Convendría que tuviera también en cuenta sus propios errores. A mi modo de ver, le han faltado dos cosas: liderazgo y sentido de la mediación. Han pasado -son remotos ya- los tiempos de Tarancón. Pero, sobre todo, da la sensación de incertidumbre a la hora de traducir la doctrina cristiana a la vida pública. Ha demostrado una cercanía a la derecha tan palmaria como innecesaria sobre todo desde que no quiso suscribir el pacto antiterrorista (e hizo bien).Y frecuenta demasiado el trémolo de lo apocalíptico. Sería conveniente que rectificara en los modos e incluso en la propia dimensión religiosa de sus pronunciamientos. Cuando se pronuncia acerca de la homosexualidad, debiera dejar bien claro para quién habla y qué alternativa propone. Hasta los notarios -que no suelen ser revolucionarios, ni siquiera en materia sexual- están a favor de una regulación jurídica de la relación que nace de esa preferencia. Es un problema, por otro lado, limitado: según el INE hay en España 14 millones de hogares y sólo 10.000 parejas homosexuales (y 12.000 en que conviven cuatro generaciones, como en la época de los romanos).
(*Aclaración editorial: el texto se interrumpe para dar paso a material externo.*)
PR #6829, opened 2023-11-02
mass obsoletion bug fix

### LINKED ISSUE #6820: mass obsoletion pipeline problem
(I am happy to add this to another issue if one already exists)

It looks like the filtered_obsolete_me.txt used for the obsoletion is not the newest copy, it is the previous copy. 

Description of the issue: 
- I updated "obsolete_me.txt" with the terms to obsolete
- I ran the obsoletion pipeline using `sh run.sh make mass_obsolete2 -B GITHUB_ISSUE_URL=https://github.com/monarch-initiative/mondo/issues/6746`
- I saw that the "filtered_obsolete_me.txt" has been updated as expected: it contained only the terms that have not been obsoleted yet (and does not include the terms that have already been obsoleted). 
- After the run, the terms obsoleted were not those on the "filtered_obsolete_me.txt". The terms obsoleted were the terms that I tested yesterday (ie that were on the last "filtered_obsolete_me.txt"; and since I tested with these terms, but not officially obsolete them, they were obsoleted)

NOTE: 
- I saw the same thing yesterday, but blamed it on the fact that I couldn't be sure that I had saved  "obsolete_me.txt". And it worked after testing again. But I am seeing the issue again, so this is definitely a bug.

twhetzel:
close #6820 

This fixes the issue with needing to run the pipeline twice to see all changes applied to the ontology file. @sabrinatoro can you please check out this branch and do a functional test to run the pipeline and confirm it is working as expected?

### DIFF
--- a/src/ontology/mondo.Makefile
+++ b/src/ontology/mondo.Makefile
@@ -495,17 +495,19 @@ tmp/mass_obsolete_warning.sparql: ../sparql/reports/mondo-obsolete-warning.sparq
 	@echo "\n** Run mondo-obsolete-warning.sparql **"
 	LISTT="$(shell paste -sd" " config/filtered_obsolete_me.txt)"; sed "s/MONDO:0000000/$$LISTT/g" $< > $@
 
-tmp/mass_obsolete.ru: ../sparql/update/mondo-obsolete-simple.ru tmp/identify_existing_obsoletes.txt config/obsolete_me.txt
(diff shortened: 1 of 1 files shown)


sabrinatoro (approved):
@twhetzel I testing this and it worked perfectly.

I tested by obsoleting different lists of terms one after another. Every time, the terms obsoleted were as expected.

El problema es la adopción, pero niños hay pocos; los países donantes, por así llamarlos, no admiten la adopción homosexual, que sigue siendo una rarísima excepción, suficientes problemas tiene la infancia y el 89% de la población mundial está en contra. También políticos como Kerry, Blair o Jospin piensan así. No hace falta sacar la artillería gruesa contra una supuesta perversión. Basta con razonar suavemente recordando aquello de que los experimentos más vale hacerlos con gaseosa.
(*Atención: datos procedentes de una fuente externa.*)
PR #6831, opened 2023-11-02
mass obsoletion: focus on "endocrine disorder" branch

sabrinatoro:
Addresses #6651


twhetzel (approved):
Confirmed only 1 file changed in PR, additions of new terms have GH ticket annotation, and all previously obsoleted terms also have GH ticket annotation.

PR #6832, opened 2023-11-02
mass obsoletion: focus on "disorder of orbital region"

sabrinatoro:
Addresses #6744


twhetzel (approved):
Confirmed only file in PR, manually added GH annotations, and tickets added to terms getting new parents. Note, 4 terms (MONDO:0007072, MONDO:0010004, MONDO:0011334, MONDO:0011512) already had their new parent as part of a previous PR from other mass obsoletion spreadsheets.

PR #6833, opened 2023-11-02
mass obsoletion: focus on respiratory system disease branch

sabrinatoro:
Addresses #6754


twhetzel (approved):
Confirmed only 1 file changed, tickets added, and 6 terms obsoleted.

PR #6835, opened 2023-11-02
mass obsoletion: focus on immune system disorder

sabrinatoro:
Addresses #6747


twhetzel (approved):
Confirmed only 1 file changed, tickets added.

PR #6837, opened 2023-11-03
mass obsoletion: focus on "infectious disease" branch

sabrinatoro:
Addresses #6671


twhetzel (approved):
Confirmed only 1 file changed and tickets added for terms obsoleted and those with new parents added.

PR #6839, opened 2023-11-03
mass obsoletion: focus on "digestive system disorder" branch

sabrinatoro:
Addresses #6743


twhetzel (approved):
Confirmed only 1 file changed, tickets added for terms with new parents and obsoleted terms and previously obsoleted terms that are in this branch too.

PR #6840, opened 2023-11-03
mass obsoletion: "cardiovascular disorder" branch

sabrinatoro:
Addresses #6740


twhetzel (approved):
Confirmed only 1 file changed and ticket annotations added to relevant terms.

A la Iglesia no le vendría mal también un poco de autocrítica. La Cope no son los obispos, afortunadamente. Pero lo que en esta emisora radiofónica se dice, aparte de a menudo extravagante, está situado siempre a la derecha de la derecha. Eso, por supuesto, carece de sentido pero es además innecesario. Nunca creí que fuera imaginable un oyente de la Cope embistiendo contra «los moros de mierda» sin ser reconvenido por el locutor. Tampoco imaginé que no se reconociera el papel de las instituciones católicas en los servicios sociales y la educación. En gente tan variopinta como Fernando de los Ríos y el actual cardenal de Sevilla, Amigo, he leído palabras muy sensatas y atrayentes sobre la «cultura del respeto». No nos vendría mal una buena inyección. No sea que nos pase lo que en Estados Unidos, en donde a veces da la sensación de que conviven dos naciones y han dejado de respetarse hace tiempo.